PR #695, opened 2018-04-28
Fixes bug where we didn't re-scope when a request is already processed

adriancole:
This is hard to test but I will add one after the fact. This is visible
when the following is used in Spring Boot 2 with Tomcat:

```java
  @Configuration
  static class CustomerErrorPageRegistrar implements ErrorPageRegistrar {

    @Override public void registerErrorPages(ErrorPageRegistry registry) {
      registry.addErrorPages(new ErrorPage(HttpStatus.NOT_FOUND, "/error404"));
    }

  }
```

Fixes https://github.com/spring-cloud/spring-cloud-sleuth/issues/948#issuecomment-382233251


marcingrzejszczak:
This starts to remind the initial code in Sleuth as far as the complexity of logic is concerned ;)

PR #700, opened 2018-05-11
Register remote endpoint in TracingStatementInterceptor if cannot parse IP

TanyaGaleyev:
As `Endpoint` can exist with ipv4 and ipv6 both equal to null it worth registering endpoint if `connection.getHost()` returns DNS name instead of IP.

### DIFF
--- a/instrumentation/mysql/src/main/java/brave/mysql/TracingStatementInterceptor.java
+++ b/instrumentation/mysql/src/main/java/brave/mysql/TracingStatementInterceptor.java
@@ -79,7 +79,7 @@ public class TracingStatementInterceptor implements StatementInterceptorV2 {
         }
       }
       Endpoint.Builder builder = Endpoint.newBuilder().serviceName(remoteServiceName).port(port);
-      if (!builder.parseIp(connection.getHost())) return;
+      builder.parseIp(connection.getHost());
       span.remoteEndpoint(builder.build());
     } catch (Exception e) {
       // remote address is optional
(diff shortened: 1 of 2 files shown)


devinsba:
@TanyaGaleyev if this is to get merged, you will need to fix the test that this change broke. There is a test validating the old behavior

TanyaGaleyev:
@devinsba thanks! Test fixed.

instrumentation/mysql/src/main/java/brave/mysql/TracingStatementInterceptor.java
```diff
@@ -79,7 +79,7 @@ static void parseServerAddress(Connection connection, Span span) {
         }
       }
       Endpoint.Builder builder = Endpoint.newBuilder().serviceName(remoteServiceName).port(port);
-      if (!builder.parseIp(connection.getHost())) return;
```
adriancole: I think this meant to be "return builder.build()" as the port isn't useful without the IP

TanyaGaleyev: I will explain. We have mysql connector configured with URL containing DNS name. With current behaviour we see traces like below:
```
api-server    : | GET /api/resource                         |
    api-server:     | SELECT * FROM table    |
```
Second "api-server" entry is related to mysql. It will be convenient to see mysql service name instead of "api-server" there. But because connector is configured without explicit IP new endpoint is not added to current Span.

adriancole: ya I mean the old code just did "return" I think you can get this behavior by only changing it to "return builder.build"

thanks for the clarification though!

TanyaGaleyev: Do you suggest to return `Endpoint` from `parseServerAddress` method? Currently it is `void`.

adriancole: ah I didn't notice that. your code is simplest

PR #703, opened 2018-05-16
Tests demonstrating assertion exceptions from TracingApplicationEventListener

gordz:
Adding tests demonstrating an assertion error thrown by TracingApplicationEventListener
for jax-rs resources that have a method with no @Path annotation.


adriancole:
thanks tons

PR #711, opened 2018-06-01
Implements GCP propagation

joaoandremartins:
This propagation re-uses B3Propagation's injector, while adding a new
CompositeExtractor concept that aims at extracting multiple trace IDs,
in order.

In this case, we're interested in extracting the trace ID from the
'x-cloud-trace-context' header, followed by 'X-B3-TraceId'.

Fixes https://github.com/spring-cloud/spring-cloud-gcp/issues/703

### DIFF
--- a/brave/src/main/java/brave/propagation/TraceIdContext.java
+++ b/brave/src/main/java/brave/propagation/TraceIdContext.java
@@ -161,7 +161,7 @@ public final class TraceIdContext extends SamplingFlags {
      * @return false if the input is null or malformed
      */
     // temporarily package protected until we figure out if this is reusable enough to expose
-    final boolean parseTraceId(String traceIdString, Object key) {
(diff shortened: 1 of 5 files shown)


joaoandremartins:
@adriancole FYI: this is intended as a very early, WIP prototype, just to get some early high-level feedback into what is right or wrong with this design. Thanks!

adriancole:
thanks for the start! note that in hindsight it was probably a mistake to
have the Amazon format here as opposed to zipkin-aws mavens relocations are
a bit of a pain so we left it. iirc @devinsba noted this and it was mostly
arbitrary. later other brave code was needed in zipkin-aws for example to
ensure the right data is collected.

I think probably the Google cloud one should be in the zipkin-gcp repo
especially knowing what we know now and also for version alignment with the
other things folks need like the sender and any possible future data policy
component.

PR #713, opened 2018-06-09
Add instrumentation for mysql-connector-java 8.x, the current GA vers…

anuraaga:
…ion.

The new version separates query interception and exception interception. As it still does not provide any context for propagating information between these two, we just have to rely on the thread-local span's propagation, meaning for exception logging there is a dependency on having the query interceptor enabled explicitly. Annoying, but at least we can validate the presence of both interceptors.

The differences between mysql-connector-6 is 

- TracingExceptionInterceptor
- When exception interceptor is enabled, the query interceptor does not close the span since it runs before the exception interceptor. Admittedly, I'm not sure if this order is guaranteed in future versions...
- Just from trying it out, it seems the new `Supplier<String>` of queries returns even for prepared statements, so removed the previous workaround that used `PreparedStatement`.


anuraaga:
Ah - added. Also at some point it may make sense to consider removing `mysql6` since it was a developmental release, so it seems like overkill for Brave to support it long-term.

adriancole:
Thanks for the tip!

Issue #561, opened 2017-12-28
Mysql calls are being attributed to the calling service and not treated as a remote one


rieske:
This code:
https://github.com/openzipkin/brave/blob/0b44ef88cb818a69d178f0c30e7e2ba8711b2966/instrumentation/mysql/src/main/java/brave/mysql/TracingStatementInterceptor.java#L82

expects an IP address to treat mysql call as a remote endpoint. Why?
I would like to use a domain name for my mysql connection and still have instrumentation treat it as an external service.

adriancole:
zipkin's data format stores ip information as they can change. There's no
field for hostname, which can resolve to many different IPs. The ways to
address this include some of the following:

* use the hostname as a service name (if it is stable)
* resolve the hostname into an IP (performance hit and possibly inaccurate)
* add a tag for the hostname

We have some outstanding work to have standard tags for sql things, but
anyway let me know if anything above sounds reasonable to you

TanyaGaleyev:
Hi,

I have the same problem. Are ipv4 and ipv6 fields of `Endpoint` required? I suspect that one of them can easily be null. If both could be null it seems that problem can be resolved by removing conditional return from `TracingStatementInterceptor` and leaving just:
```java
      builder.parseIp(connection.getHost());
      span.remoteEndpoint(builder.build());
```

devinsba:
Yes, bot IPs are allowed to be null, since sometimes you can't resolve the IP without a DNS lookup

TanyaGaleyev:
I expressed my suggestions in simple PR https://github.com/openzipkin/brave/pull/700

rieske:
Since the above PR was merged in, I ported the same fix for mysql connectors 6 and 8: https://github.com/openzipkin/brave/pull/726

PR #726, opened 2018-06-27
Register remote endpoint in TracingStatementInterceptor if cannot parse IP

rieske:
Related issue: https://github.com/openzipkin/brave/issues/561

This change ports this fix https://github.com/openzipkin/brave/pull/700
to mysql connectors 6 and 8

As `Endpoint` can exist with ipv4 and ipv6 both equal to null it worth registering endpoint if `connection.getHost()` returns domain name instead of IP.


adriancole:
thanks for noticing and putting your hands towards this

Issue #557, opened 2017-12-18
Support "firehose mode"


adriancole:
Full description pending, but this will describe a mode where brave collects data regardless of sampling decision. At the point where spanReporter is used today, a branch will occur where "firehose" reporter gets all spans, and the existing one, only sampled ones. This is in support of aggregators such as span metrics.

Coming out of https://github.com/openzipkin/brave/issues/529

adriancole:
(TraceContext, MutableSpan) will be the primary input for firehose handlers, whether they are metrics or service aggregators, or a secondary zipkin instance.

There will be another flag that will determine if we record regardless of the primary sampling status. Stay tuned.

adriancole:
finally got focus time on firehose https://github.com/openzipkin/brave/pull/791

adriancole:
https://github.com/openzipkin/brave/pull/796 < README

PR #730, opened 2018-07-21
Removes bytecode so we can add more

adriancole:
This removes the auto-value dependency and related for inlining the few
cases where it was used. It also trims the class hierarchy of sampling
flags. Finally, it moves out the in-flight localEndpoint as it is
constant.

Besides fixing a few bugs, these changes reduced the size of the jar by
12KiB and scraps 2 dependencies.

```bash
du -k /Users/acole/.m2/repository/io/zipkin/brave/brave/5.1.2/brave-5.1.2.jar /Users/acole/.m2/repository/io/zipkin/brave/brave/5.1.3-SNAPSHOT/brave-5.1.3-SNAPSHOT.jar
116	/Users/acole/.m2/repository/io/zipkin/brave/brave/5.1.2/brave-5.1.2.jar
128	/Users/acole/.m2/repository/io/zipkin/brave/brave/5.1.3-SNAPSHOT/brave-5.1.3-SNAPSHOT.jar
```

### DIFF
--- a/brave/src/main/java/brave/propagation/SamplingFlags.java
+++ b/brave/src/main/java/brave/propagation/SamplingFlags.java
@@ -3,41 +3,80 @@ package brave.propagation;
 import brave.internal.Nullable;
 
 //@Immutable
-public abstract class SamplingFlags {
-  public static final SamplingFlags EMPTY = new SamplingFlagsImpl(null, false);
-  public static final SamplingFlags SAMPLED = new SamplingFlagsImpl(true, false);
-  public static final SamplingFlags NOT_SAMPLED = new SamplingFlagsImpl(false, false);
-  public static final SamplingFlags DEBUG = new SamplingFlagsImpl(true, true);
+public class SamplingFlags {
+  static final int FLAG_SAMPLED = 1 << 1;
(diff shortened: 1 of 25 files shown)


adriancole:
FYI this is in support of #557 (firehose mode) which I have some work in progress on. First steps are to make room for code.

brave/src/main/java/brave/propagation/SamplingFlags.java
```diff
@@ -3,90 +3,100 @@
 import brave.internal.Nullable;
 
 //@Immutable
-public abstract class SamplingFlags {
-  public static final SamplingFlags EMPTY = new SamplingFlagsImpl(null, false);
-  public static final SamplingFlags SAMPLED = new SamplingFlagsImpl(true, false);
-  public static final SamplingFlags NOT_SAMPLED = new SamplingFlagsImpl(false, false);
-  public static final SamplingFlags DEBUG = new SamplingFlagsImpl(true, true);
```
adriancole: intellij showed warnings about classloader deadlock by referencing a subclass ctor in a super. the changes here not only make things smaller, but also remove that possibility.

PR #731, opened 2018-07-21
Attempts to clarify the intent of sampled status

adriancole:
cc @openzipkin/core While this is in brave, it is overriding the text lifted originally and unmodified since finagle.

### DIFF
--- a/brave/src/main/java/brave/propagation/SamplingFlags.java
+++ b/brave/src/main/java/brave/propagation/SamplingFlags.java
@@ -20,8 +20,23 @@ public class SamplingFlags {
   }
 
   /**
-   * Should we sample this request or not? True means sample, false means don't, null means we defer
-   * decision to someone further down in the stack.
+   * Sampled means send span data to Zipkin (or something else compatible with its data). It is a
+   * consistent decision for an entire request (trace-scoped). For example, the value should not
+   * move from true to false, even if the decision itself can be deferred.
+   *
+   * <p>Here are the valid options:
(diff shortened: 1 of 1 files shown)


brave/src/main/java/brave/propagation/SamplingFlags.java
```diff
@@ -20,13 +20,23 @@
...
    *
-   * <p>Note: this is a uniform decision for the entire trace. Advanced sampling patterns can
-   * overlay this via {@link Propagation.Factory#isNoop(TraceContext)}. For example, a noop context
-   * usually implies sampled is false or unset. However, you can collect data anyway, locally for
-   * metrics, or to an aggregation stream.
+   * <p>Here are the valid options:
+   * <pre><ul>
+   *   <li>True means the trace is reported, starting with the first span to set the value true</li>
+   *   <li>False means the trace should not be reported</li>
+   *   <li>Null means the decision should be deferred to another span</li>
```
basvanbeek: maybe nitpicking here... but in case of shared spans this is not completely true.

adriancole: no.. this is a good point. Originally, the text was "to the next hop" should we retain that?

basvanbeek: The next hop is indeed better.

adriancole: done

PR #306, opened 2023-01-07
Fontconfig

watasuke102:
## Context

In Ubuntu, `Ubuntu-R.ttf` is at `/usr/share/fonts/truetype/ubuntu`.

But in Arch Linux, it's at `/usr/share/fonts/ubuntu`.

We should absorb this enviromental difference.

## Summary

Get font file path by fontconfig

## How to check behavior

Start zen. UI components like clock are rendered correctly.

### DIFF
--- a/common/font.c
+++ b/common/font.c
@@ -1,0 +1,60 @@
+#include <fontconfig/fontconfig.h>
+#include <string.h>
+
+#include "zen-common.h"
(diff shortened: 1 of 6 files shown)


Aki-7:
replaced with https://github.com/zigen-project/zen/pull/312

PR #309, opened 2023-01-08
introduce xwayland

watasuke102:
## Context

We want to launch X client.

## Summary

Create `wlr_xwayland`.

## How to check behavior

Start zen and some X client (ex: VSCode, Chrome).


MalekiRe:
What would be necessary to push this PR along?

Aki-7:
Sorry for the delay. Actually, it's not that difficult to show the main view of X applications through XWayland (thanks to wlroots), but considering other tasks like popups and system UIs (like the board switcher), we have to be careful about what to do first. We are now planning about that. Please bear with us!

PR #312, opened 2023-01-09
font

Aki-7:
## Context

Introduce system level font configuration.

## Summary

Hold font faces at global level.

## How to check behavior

****************

### How to complete this task
Extract all lines of the records above that include "TracingApplicationEventListener".

### Answer to this exercise
Tests demonstrating assertion exceptions from TracingApplicationEventListener
Adding tests demonstrating an assertion error thrown by TracingApplicationEventListener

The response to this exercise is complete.